I guess I would say that our conversations strengthen me and in turn strengthen our relationship. What I mean by that is for example; just this weekend Troy and I went on the Mt. Hood Railroad for our anniversary. The trip was fun and there was a man telling about the sights as we went along. The funny part was inevitably just as he would be saying something interesting the train whistle would blow and we wouldn’t be able to hear half of what he said. One thing he spoke about was a building used for storing the fruit from the orchards. I couldn’t hear what he said but because Troy has a background as a produce manager he was able to enlighten us with the information. I learned that they fill those buildings to the top with fruit then they suck the oxygen out of the buildings and fill it with a gas that brings the temperature to just a couple degrees above freezing and that keeps the fruit from ripening. Then they can leave it that way until they are ready to transport them to the grocery stores where we shop. I learned new things on this trip and mostly I give credit to my husband as he was knowledgeable about things that made me smarter. I also know that several of the things he says and does are to make sure I am taken care of. I feel like most of the time when we have an opportunity to be together if I just listen I can learn so much and it makes me proud to be married to a man who is humble yet quite smart.
Mattye

Mona said...

Sara Lyn: Talking in bed is the best -- except when you're a Seminary teacher of course. I once heard a males Seminary teacher tell me that the best he could do is sort of groan and his wife would immediately exclaim: "What do you mean by THAT?"

Cougarg: YOU ARE PROFOUND! This is amazing romantic writing:

"What I want, and what I hope I have found is a co-author for the stories that we will write together. I hope to write a multi-volume work, one of those that never seem to end. It will have comedy and tragedy, action and adventure, small moments and stunning drama. It probably will never be adapted for the screen, but I that won't bother me."

I'm sure all my fellow sister
Musers are saying..."Catch this guy NOW!!!!"

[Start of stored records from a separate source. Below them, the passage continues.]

Issue #2839, opened 2018-04-18
Shade Guava (or provide equivalent Preconditions functionality)


AlexDBlack:
Recently in DL4J I was using some of the Preconditions.checkArguments methods from Guava that were added in version 20: https://github.com/google/guava/wiki/Release20#commonbase

However, (after running into some method not found exceptions) I had to remove said checks (and go back to a more verbose multi-line if statement based checks) as other dependencies were pulling in earlier versions of Guava.

We may not need to shade the entire library; instead, we could provide something equivalent to the Preconditions.checkArgument methods: https://github.com/google/guava/blob/master/android/guava/src/com/google/common/base/Preconditions.java

PR #2845, opened 2018-04-20
Add nd4j-common Preconditions class

AlexDBlack:
Addresses: https://github.com/deeplearning4j/nd4j/issues/2839

This PR adds a Preconditions file with the following methods:
- checkArgument
- checkState
- checkNotNull

We can add other methods if required.

One of the main reasons for this PR: avoiding incompatibility issues.
I've run into a number of NoSuchMethodException issues due to my uses of some Preconditions methods, because it turns out that I'm using a method that was added in say Guava 20, but some other library (Spark, Play, etc) is pulling in say Guava 18. We have enough trouble with transitive dependencies without adding more :)
And there's no way I'm going to be able to consistently remember exactly which Guava Preconditions methods are safe to use and where, given our transitive dependencies and possible lack of control over the classpath with things like Spark submit.

The API is basically identical to Google Guava's Preconditions class (but written from scratch), with some improvements:

**First: "No-boxing" methods for more than 2 primitives**
Why: Preconditions.checkArgument(true, "%s %s %s %s", 1, 2, 3, 4) results in 5 new objects - an Object[] (via varargs method) and 4 Integer arguments (via autoboxing) even though no exception is thrown.
Guava has a few primitive methods like this for the same reason, but are limited to 2 primitives only.
Here: no object creation unless an exception is actually thrown.

**Handles ararys and primitive arrays**
Code: ```Preconditions.checkArgument(false, "Your array: %s", new int[]{1,2,3});```
Guava: ```java.lang.IllegalArgumentException: Your array: [I@1c2c22f3```
Here: ```java.lang.IllegalArgumentException: Your array: [1, 2, 3]```

-----

**Finally, a reminder on proper usage**:
This applies to Guava preconditions as well as ND4J Common Preconditions

Do this:
```Preconditions.checkArgument(x > 0, "x must be >0. Got: x = %s", x)```
Do NOT do this:
```Preconditions.checkArgument(x > 0, "x must be >0. Got: x = " + x)```

Why? The latter creates an object (a new String) that won't be used most of the time, and will then have to be cleaned up by the garbage collector. The former does not create any objects, unless an exception is actually thrown.

### CODE REVIEW

File: nd4j-common/src/main/java/org/nd4j/base/Preconditions.java [hunk 1]
```diff
@@ -0,0 +1,593 @@
...
+        String f = format(message, args);
+        throw new IllegalStateException(f);
+    }
+
+    private static void throwNullPointerEx(String message, Object... args) {
+        String f = format(message, args);
+        throw new NullPointerException(f);
+    }
+
+    private static String format(String message, Object... args) {
```
saudet: Could we use `String.format()` for this instead? Or is it what wasn't working with Guava?

AlexDBlack: This is similar to how Guava does it... even if we handle the arrays etc toString issue before passing args to String.format, the main issue is how it handles (or rather, doesn't) invalid number of args.

Basically String.format ignores the remaining args if you have more than the number of "%s", and throws an exception if you have too few. At least this way, an invalid message gives you something viable instead of a ```java.util.MissingFormatArgumentException: Format specifier '%s'``` exception (which is what String.format gives if you have too few args). tl;dr it's safer in the case of inadventant misuse.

Kristy Lynne: Life must be wonderful with you. I'll be your Brian would endure a lot more than poppy diapers, teens and chaperons to be with you. And THANK YOU so much for your kind words about the CD! The image of your little one dancing to "Bountiful" made my day!!!

McAullife Bunch: Niagra Falls!?! Too funny. I hope all those who are preparing for marriage are taking note: NOTHING ever quite turns out "as planned" but, as we used to say, "It's an Experience!"

Mattye: How important to listen, admire and respect what knowledge our partner can share with us! On our way to Utah, I found I was monopolizing the conversation, so I started asking questions about the windmills and cell towers we were passing and TA!DA! - Dale was off and running and loving it. Your point about just listening is wonderful. Too many us wives (me included) forget that! THANK YOU!!!!!!

Kira said...

Laughter is a great medication. Anger fades quickly with each dose.

Elisabeth said...

I feel like such a prude. I appreciate everyone’s thoughts on how laughter uplifts their marriage and I must agree. But the conversations my husband and I share are usually pillow talk about our day or issues in our family we are trying to address. We also study our scriptures before bed together as well. What I like about reading together is it gives us an opportunity to learn from one another and for me to remember why I love him so much; because of his love for the gospel. Reading scriptures together helps to deepen my knowledge of the gospel thereby strengthening my testimony, but it also helps me fall in love with my husband all over again as I listen to his wisdom and knowledge. I am so grateful to be married to a man who puts the Lord first in his life. He also helps me laugh too. Words are my love language, so regardless of what we are talking about, any conversation helps me feel loved by my husband and after almost 6 years of marriage I think he is starting to understand that need more.